Issue #752, opened 2023-05-19
`TouchableNoFeedback` on link embeds looks/feels odd on all platforms


llllvvuu:
**Describe the bug**
It's particularly strange on desktop as it also removes the `<a>` element (which on web provides ctrl+click, URL preview in bottom left corner, etc) and thus the `cursor: pointer`. But it feels weird on mobile as well. I actually thought it was an image and didn't realize I could click it.

**To Reproduce**

1. Sample post: https://bsky.app/profile/bnewbold.bsky.team/post/3jw2p3xhdks2j (in this particular example you can also see with the white image that a divider is missing)

**Expected behavior**

Something to happen when I press (Twitter mobile uses an effect like `TouchableHighlight` - our `Link`s use `TouchableOpacity` which looks fine as well)

**Screenshots**

Desktop:
https://github.com/bluesky-social/social-app/assets/5601392/75680741-4500-4cfb-9036-4603e9d005a6

Android:
https://github.com/bluesky-social/social-app/assets/5601392/bd190b6c-2b30-438b-8dd3-cf4040496fb6

**Details**

 - Platform: all platforms
 - App version: `main` 15c1b6e

**Additional context**

This draft PR demonstrates the difference with the proposed behavior: https://github.com/bluesky-social/social-app/pull/750

It's ready to go if desired.

llllvvuu:
> visual feedback triggers due to the scroll touch

Seems like different apps behave differently here, Discord removes the feedback entirely, Twitter/IG/FB keep it on. It's cleaner with `delayPressIn={130}` which is what [React Native uses by default in most of their components](https://github.com/facebook/react-native/blob/a7f7f8aca9eba32d490275024f7cee359cb3cfcd/packages/react-native/Libraries/Pressability/Pressability.js#L282) (not sure why not in `TouchableOpacity`). This will ensure that if you're scrolling at a reasonable speed, you won't get the feedback flicker. Demo updated: #750 

If we do end up keeping no feedback, we can add `cursor: pointer` to make it look better on web.

If we want a darkening effect instead of a lightening effect, that's slightly more work.

estrattonbailey:
Thanks again for opening this! I think we've solved core intent of this issue and the PR, and we have more link/pressable improvements on the todo list, so gonna close for now. If you feel differently please let us know! 🙂

PR #1181, opened 2023-08-15
Use `Pressable` for most links/embeds

estrattonbailey:
Relates to #752, basically removes pressed styles for links/embeds.

This PR moves to using `Pressable` for interactive elements. Essentially the following is true:
- Links have a `pointer: cursor` and do NOT have a pressed style (yet)
- Links with `href` (sometimes via `asAnchor`) render as `<a>` on the web
- `noFeedback` behaves as it was

`Pressable` is RNs successor to the `Touchable*` components. We _should_ add pressed styles to some elements, but this PR does not include that, since we'll want to consider case-by-case with some of these.

A11y properties and keyboard nav still works the same afaict.

### DIFF
--- a/src/view/com/util/Link.tsx
+++ b/src/view/com/util/Link.tsx
@@ -115,6 +115,7 @@ export const Link = observer(function Link({
     <TouchableOpacity
       testID={testID}
       style={style}
+      delayPressIn={130}
       onPress={onPress}
       accessible={accessible}
       accessibilityRole="link"
--- a/src/view/com/util/Link.tsx
+++ b/src/view/com/util/Link.tsx
@@ -9,8 +9,9 @@ import {
   TextProps,
   View,
   ViewStyle,
-  TouchableOpacity,
+  Pressable,
   TouchableWithoutFeedback,
+  TouchableOpacity,
 } from 'react-native'
 import {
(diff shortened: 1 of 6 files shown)


src/view/com/util/Link.tsx
```diff
@@ -9,8 +9,9 @@ import {
   TextProps,
   View,
   ViewStyle,
-  TouchableOpacity,
+  Pressable,
   TouchableWithoutFeedback,
+  TouchableOpacity,
```
estrattonbailey, line 14: Still using this for types

src/view/com/util/post-embeds/YoutubeEmbed.tsx
```diff
@@ -23,9 +23,9 @@ export const YoutubeEmbed = ({
 
   return (
     <Link
+      asAnchor
```
estrattonbailey, line 26: Also noticed that YouTube embeds were rendered as anchors on web, so fixed that

ansh: Nice!

pfrazee (approved):
Aaaawesome. I think this finally fixes that tap animation misfiring.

***

Your reply is to repeat, unchanged, the lines above running from the one with "on all platforms" up to and including the one with "the scroll touch".

## Answer box
`TouchableNoFeedback` on link embeds looks/feels odd on all platforms


llllvvuu:
**Describe the bug**
It's particularly strange on desktop as it also removes the `<a>` element (which on web provides ctrl+click, URL preview in bottom left corner, etc) and thus the `cursor: pointer`. But it feels weird on mobile as well. I actually thought it was an image and didn't realize I could click it.

**To Reproduce**

1. Sample post: https://bsky.app/profile/bnewbold.bsky.team/post/3jw2p3xhdks2j (in this particular example you can also see with the white image that a divider is missing)

**Expected behavior**

Something to happen when I press (Twitter mobile uses an effect like `TouchableHighlight` - our `Link`s use `TouchableOpacity` which looks fine as well)

**Screenshots**

Desktop:
https://github.com/bluesky-social/social-app/assets/5601392/75680741-4500-4cfb-9036-4603e9d005a6

Android:
https://github.com/bluesky-social/social-app/assets/5601392/bd190b6c-2b30-438b-8dd3-cf4040496fb6

**Details**

 - Platform: all platforms
 - App version: `main` 15c1b6e

**Additional context**

This draft PR demonstrates the difference with the proposed behavior: https://github.com/bluesky-social/social-app/pull/750

It's ready to go if desired.

llllvvuu:
> visual feedback triggers due to the scroll touch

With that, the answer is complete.